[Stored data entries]
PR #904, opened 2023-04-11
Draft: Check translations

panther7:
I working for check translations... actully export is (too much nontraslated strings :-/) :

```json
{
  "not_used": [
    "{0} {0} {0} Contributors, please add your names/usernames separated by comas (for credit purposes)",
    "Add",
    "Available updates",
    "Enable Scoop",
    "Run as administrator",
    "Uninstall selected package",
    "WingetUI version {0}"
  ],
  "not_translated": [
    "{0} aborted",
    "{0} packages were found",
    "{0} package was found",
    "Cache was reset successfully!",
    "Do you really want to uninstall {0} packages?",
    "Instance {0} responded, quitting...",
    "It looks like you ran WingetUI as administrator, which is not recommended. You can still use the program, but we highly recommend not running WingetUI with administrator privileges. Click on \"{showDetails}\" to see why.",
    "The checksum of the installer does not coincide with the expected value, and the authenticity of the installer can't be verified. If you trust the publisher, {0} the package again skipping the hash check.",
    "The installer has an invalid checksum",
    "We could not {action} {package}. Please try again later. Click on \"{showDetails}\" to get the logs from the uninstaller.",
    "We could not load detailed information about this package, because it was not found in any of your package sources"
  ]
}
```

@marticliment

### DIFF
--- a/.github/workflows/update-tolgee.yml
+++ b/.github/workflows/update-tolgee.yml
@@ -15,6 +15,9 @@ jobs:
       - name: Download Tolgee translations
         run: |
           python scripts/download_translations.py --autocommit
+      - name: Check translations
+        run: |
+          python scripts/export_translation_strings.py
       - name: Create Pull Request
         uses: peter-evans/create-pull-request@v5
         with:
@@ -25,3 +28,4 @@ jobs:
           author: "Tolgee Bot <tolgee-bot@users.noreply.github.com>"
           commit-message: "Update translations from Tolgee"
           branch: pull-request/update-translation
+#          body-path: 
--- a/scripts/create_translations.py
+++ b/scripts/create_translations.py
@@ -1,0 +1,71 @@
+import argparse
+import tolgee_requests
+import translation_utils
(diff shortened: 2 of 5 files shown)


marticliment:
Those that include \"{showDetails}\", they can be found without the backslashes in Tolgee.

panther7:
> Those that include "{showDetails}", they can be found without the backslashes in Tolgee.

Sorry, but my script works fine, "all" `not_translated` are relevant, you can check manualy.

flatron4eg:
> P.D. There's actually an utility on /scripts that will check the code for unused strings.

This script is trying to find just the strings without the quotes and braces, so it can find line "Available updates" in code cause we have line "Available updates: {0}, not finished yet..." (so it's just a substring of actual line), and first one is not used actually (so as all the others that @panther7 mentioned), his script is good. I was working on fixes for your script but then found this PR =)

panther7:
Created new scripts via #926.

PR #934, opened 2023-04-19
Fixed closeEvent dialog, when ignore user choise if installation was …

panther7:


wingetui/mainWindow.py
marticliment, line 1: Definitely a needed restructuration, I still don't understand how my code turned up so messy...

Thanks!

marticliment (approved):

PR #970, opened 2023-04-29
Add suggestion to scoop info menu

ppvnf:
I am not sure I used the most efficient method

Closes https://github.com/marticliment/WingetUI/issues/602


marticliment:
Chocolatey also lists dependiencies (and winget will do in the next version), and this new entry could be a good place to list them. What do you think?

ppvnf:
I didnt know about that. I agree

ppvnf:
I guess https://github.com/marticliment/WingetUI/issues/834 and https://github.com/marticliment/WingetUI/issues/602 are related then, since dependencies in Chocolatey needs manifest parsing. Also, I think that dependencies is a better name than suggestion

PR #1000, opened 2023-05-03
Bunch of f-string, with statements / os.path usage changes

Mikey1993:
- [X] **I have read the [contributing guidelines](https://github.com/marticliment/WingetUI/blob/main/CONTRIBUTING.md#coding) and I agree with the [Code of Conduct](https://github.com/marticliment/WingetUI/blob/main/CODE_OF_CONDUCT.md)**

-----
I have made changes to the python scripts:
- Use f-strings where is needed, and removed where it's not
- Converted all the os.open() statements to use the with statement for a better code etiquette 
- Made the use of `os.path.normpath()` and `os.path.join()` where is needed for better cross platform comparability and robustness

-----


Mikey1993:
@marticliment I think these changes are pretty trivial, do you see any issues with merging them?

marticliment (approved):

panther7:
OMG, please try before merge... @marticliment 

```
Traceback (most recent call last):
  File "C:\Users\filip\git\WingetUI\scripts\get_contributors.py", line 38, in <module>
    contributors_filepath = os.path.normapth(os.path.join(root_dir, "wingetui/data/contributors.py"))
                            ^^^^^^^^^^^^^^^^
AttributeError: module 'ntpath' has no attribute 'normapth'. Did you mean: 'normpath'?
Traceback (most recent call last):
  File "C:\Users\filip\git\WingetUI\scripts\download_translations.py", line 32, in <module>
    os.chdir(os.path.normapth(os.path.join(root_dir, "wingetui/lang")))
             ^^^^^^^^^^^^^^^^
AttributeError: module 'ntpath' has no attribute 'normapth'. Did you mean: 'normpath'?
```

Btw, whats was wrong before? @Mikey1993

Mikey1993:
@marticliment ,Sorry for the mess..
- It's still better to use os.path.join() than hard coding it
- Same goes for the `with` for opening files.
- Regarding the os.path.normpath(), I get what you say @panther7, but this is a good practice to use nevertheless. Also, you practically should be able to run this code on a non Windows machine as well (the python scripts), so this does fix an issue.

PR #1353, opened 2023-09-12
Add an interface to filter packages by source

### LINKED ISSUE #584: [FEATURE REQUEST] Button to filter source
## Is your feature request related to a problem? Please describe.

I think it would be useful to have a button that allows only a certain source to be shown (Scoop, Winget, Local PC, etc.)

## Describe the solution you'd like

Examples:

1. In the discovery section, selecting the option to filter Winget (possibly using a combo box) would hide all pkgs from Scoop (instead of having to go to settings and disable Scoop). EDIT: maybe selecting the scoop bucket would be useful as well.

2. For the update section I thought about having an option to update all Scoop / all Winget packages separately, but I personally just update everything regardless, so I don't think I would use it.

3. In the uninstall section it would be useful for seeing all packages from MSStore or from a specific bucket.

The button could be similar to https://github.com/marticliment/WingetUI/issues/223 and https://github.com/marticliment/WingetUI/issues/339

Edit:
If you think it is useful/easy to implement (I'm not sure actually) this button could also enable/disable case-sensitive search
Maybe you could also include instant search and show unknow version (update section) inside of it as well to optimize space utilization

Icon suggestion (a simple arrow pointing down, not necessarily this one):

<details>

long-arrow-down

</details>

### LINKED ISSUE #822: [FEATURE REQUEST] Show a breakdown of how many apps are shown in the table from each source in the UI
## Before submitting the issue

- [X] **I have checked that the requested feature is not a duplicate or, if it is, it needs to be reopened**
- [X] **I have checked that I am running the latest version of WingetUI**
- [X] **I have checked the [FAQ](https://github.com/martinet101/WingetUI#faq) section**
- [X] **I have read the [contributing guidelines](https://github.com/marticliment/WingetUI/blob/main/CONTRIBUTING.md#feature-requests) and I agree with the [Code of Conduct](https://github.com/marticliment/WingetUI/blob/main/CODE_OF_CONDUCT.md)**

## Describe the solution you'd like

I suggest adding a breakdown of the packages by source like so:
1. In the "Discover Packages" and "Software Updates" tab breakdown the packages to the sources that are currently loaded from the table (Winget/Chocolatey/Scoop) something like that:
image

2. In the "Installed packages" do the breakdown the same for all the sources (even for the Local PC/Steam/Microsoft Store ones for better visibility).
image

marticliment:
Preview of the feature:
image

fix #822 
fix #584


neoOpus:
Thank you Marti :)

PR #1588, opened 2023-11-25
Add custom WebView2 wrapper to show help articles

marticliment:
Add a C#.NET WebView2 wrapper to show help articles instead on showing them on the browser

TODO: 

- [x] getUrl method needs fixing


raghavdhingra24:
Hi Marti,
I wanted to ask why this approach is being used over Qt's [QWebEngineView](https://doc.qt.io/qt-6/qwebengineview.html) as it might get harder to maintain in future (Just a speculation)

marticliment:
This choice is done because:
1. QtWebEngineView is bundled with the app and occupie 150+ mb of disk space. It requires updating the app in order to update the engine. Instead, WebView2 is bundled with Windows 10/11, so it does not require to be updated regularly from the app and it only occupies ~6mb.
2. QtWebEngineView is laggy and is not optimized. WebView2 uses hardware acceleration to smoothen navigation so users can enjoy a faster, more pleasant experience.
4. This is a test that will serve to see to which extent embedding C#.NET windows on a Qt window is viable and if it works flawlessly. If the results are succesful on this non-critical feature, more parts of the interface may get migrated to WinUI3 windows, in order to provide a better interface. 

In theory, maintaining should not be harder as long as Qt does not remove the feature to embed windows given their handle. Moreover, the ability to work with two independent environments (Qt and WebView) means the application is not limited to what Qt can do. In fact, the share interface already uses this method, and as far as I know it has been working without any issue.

*Assignment*
From the entries above, copy out every line where the string "administrator" appears.

*Solution to this task*
    "Run as administrator",
    "It looks like you ran WingetUI as administrator, which is not recommended. You can still use the program, but we highly recommend not running WingetUI with administrator privileges. Click on \"{showDetails}\" to see why.",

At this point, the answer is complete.